Roos Wouters leant on the rail, and watched the greyish white cliffs slowly approach. She popped the last of her bun in her mouth, and chewed as she took in the town behind the harbour. Further along the side of the ship a group of lorry drivers stood, admiring her slim, boyish, outline and long black hair, but she ignored them. Roos was a solitary young woman, and had been so ever since she had been thrust into the management of the family business by the tragic death of her parents.

She still felt guilty about the circumstances in which she had inherited the factory. She had just graduated from Liege University, and wished to thank her father for the support that he and her mother had given her during those years of study. She had persuaded them to take a holiday, while she minded the business. It was to be their first break in six years, for business was booming and her father did not like to leave the factory unsupervised. She had seen them off at the coach park, as they headed for Malgrat in Spain, and that was the last time she saw them.

Most of the passengers on the coach had been local to Liege. Her mother was chatting to a fellow traveller, whom she recognised, in the coach park before then left. The accident hit the town badly, with fourteen dead and a score severely injured. She had encouraged them to pay extra for the view from the front seats of the coach, and now she regretted it. Their last view had been the truck approaching as their driver fought to control the vehicle after a tyre burst. Her good intentions had a horrendous impact on her life: the loss of loving parents, long hours managing the factory on her own, and no time left over for social activities of any kind.
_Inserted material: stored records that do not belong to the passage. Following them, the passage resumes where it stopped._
PR #17177, opened 2026-07-21
fix(web): preserve MCP authorization token across edits

euvre:
### Summary

When reopening the MCP server edit dialog, the \`authorization_token\` field was left empty. Saving without re-entering the token therefore overwrote the stored secret with an empty string, clearing it on the backend.

This change shows a mask in the token field when a token already exists, and restores the previously stored token on save/test when the field is unchanged. As a result the secret survives round-trips through the edit dialog without being re-typed.

- \`web/src/pages/user-setting/mcp/edit-mcp-dialog.tsx\`: populate the token field with a mask when an existing token is present, and substitute the stored token back on save/test when the field is unchanged.

### DIFF
--- a/web/src/pages/user-setting/mcp/edit-mcp-dialog.tsx
+++ b/web/src/pages/user-setting/mcp/edit-mcp-dialog.tsx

As she watched Dover Harbour grow larger and closer, she wondered what the future held for her. For the past few months she had been exporting her sausages to an English company. It was strange the way that Strudwick’s French Polish and German Sausage Company had approached her. Out of the blue they had written to her, to set up a business arrangement. She had no idea that her products were even known of beyond Liege, and a few other outlets scattered throughout Belgium.

What at first seemed to be a good business opportunity had become a problem to her, for the English company increased their order each month, and she had reached the limits of her factory’s capacity.

She hoped to go into partnership with an English supplier in order to meet the demand, and a coincidence brought her an approach from a Sebastian Hardcastle to discuss a mutual marketing strategy in their respective countries. She had arranged meetings to view his facilities, and had fortuitously received an invitation to a function at the firm in Peckham that now bought a third of her production, during the period of her planned stay in England.

An announcement over the ship’s speaker system told her that they would disembark in ten minutes, so she heaved her suitcase upright and pulled out the handle. The wheels clicked and rumbled as she made her way to the exit. Soon she would be on the boat-train to London, and her hotel at the curiously named district called The Elephant and Castle.


Roos soon realised that a quaint name does make up for the deficiencies of a location. The hotel was clean, efficient and impersonal, but the surrounding area was heavily trafficked both day and night. Even on the sixth floor the noise from outside made sleeping difficult. She was conveniently located reasonably close to those places she planned to visit, but there would be little joy or relaxation until she got home. She had a full schedule of meetings during the five days she planned to stay, but her evenings were free: except for one where she was invited to Strudwick’s for a social event.


Roos found that she did not like Sebastian Hardcastle, of Hardcastle Cattle, Cake & Pie Co-op. The man was bombastic, and made too many assumptions about how a partnership between their respective companies would work. It was clear that he saw himself as the dominant partner, despite being less than forthcoming about his capacity and financial position. She was normally a very tactile person: touching arms and using her hands in the French manner when speaking, and of course the embrace when meeting and parting. But in Hardcastle’s case she restrained herself.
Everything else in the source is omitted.